§ Task statement
Below are some records; retype all of them exactly.

§ Source data
PR #2419, opened 2025-12-23
Remove GUI option to priority >0 for non-approvers

anematode:
Recently a new contributor got understandably confused about the global nature of priority and set their test's priority to be >0. This should prevent that from accidentally happening again.

### DIFF
--- a/server/fishtest/templates/tests_view.mak
+++ b/server/fishtest/templates/tests_view.mak
@@ -364,6 +364,9 @@
               class="form-control"
               name="priority"
               id="modify-priority"
+            % if not approver:
+              max="0"
+            % endif
               value="${run['args']['priority']}"
             >
           </div>


vdbergh:
In some sense this is already true. If a non approver raises the priority >0 then the test has to be reapproved (so an approver needs to be involved anyway). In addition a warning will be shown on the test page that the priority is higher than usual.

anematode:
What happened here then...

https://tests.stockfishchess.org/actions?run_id=694716a13c8768ca4507235e

vondele:
well was approved, but might be easy to overlook. I would kind of agree that this is a fair restriction.

vdbergh:
> well was approved, but might be easy to overlook.

This means that the approver chose to ignore the warning...

vdbergh:
Anyway for consistency there should be a similar restriction for throughput > 100.

vdbergh:
For the record, this was the warning ignored by the approver

image

In addition the approve button (not shown here) would be yellow.

ppigazzini:
A user can set high priority and high throughput on the new test page.
We must define the approver’s role:
- approve-only model: approver verifies high values -> no code changes.
- setter‑approver model: approver must assign and approve high values -> new test page must be updated as well dropping the priority and throughput fields

vondele:
I'm slightly less concerned about throughput, it has a more gradual effect. 

Prio 1 on the other hand is rather clear.

vdbergh:
> I'm slightly less concerned about throughput, it has a more gradual effect.
> 
> Prio 1 on the other hand is rather clear.

I prefer consistency... (the current Fishtest also gives a warning if throughput is too high).

vondele:
fair. No problems with that.

PR #2425, opened 2026-01-02
fix(worker): stop run only for a bench mismatch

ppigazzini:
Bench validation previously raised RunException for bench crashes, timeouts, SIGKILL/OOM, and other non-signature-related failures. The worker maps RunException to /api/stop_run, which incorrectly stops the whole test on the server.

Change bench execution and parsing failures to raise WorkerException, so only the current task fails (/api/failed_task). Keep RunException only for true bench signature mismatches, preserving the intended "stop run on mismatch" behavior.

Raise worker version to 307 (also server side).


worker/games.py
```diff
@@ -466,21 +466,22 @@ def run_single_bench(engine, hash_size, threads, depth, timeout=600):
             except subprocess.TimeoutExpired as e:
                 p.kill()
                 message = f"Bench of {engine.name} timed out after {timeout} seconds."
-                raise RunException(message) from e
+                raise WorkerException(message, e=e) from e
```
robertnurnberg, line 469: This should probably still be RunException? We had such rogue patches on the past iirc

ppigazzini: This is the issue about the timeout case:
https://github.com/official-stockfish/fishtest/issues/2325

@vondele let me know if for this case you prefer WorkerException (the worker stops for 15 seconds and then requests a task) or RunException (a qualified worker stops the run).

vondele: Not 100% sure what is best. Probably a WorkerException. In case a test causes hangs on all workers, it will just not start, and get canceled by the developer.

ppigazzini: Ok for WorkerException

§ Problem solution
PR #2419, opened 2025-12-23
Remove GUI option to priority >0 for non-approvers

anematode:
Recently a new contributor got understandably confused about the global nature of priority and set their test's priority to be >0. This should prevent that from accidentally happening again.

### DIFF
--- a/server/fishtest/templates/tests_view.mak
+++ b/server/fishtest/templates/tests_view.mak
@@ -364,6 +364,9 @@
               class="form-control"
               name="priority"
               id="modify-priority"
+            % if not approver:
+              max="0"
+            % endif
               value="${run['args']['priority']}"
             >
           </div>


vdbergh:
In some sense this is already true. If a non approver raises the priority >0 then the test has to be reapproved (so an approver needs to be involved anyway). In addition a warning will be shown on the test page that the priority is higher than usual.

anematode:
What happened here then...

https://tests.stockfishchess.org/actions?run_id=694716a13c8768ca4507235e

vondele:
well was approved, but might be easy to overlook. I would kind of agree that this is a fair restriction.

vdbergh:
> well was approved, but might be easy to overlook.

This means that the approver chose to ignore the warning...

vdbergh:
Anyway for consistency there should be a similar restriction for throughput > 100.

vdbergh:
For the record, this was the warning ignored by the approver

image

In addition the approve button (not shown here) would be yellow.

ppigazzini:
A user can set high priority and high throughput on the new test page.
We must define the approver’s role:
- approve-only model: approver verifies high values -> no code changes.
- setter‑approver model: approver must assign and approve high values -> new test page must be updated as well dropping the priority and throughput fields

vondele:
I'm slightly less concerned about throughput, it has a more gradual effect. 

Prio 1 on the other hand is rather clear.

vdbergh:
> I'm slightly less concerned about throughput, it has a more gradual effect.
> 
> Prio 1 on the other hand is rather clear.

I prefer consistency... (the current Fishtest also gives a warning if throughput is too high).

vondele:
fair. No problems with that.

PR #2425, opened 2026-01-02
fix(worker): stop run only for a bench mismatch

ppigazzini:
Bench validation previously raised RunException for bench crashes, timeouts, SIGKILL/OOM, and other non-signature-related failures. The worker maps RunException to /api/stop_run, which incorrectly stops the whole test on the server.

Change bench execution and parsing failures to raise WorkerException, so only the current task fails (/api/failed_task). Keep RunException only for true bench signature mismatches, preserving the intended "stop run on mismatch" behavior.

Raise worker version to 307 (also server side).


worker/games.py
```diff
@@ -466,21 +466,22 @@ def run_single_bench(engine, hash_size, threads, depth, timeout=600):
             except subprocess.TimeoutExpired as e:
                 p.kill()
                 message = f"Bench of {engine.name} timed out after {timeout} seconds."
-                raise RunException(message) from e
+                raise WorkerException(message, e=e) from e
```
robertnurnberg, line 469: This should probably still be RunException? We had such rogue patches on the past iirc

ppigazzini: This is the issue about the timeout case:
https://github.com/official-stockfish/fishtest/issues/2325

@vondele let me know if for this case you prefer WorkerException (the worker stops for 15 seconds and then requests a task) or RunException (a qualified worker stops the run).

vondele: Not 100% sure what is best. Probably a WorkerException. In case a test causes hangs on all workers, it will just not start, and get canceled by the developer.

ppigazzini: Ok for WorkerException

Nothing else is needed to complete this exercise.